The lines from the one holding "Modernize packaging" to the end of the records below, exactly as written, are the only thing to return.
--- The records ---
PR #860, opened 2022-11-22
Code clean-up

robsdedude:
* type alias and variable naming
 * use relative imports
 * specify error causes when rewriting (`raise ... from ...`)


bigmontz (approved):
🧹

PR #867, opened 2022-11-24
Modernize packaging

robsdedude:
* Introducing `pyproject.toml` https://peps.python.org/pep-0621/
 * Migrate from flat-layout to src-layout
 * Deprecate legacy package name `neo4j-driver` in favor of `neo4j` + warn about it


bigmontz (approved):
❌

PR #874, opened 2022-12-07
API docs: elaborate address resolver docs

robsdedude:


src/neo4j/addressing.py
```diff
@@ -79,22 +79,83 @@ def ipv6_cls(self):
...
         s: str,
         default_host: t.Optional[str] = None,
         default_port: t.Optional[int] = None
-    ) -> _TAddress:
+    ) -> Address:
+        """Parse a string into an address.
+
+        The string must be in the format ``host:port`` (IPv4) or
+        ``[host]:port`` (IPv6).
+        If not port is specified, or is emtpy, ``default_port`` will be used.
```
stefano-ottolenghi: "If `no` port ... `empty`"

src/neo4j/addressing.py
---
**Reply to the task**
Modernize packaging

robsdedude:
* Introducing `pyproject.toml` https://peps.python.org/pep-0621/
 * Migrate from flat-layout to src-layout
 * Deprecate legacy package name `neo4j-driver` in favor of `neo4j` + warn about it


bigmontz (approved):
❌

PR #874, opened 2022-12-07
API docs: elaborate address resolver docs

robsdedude:


src/neo4j/addressing.py
```diff
@@ -79,22 +79,83 @@ def ipv6_cls(self):
...
         s: str,
         default_host: t.Optional[str] = None,
         default_port: t.Optional[int] = None
-    ) -> _TAddress:
+    ) -> Address:
+        """Parse a string into an address.
+
+        The string must be in the format ``host:port`` (IPv4) or
+        ``[host]:port`` (IPv6).
+        If not port is specified, or is emtpy, ``default_port`` will be used.
```
stefano-ottolenghi: "If `no` port ... `empty`"

src/neo4j/addressing.py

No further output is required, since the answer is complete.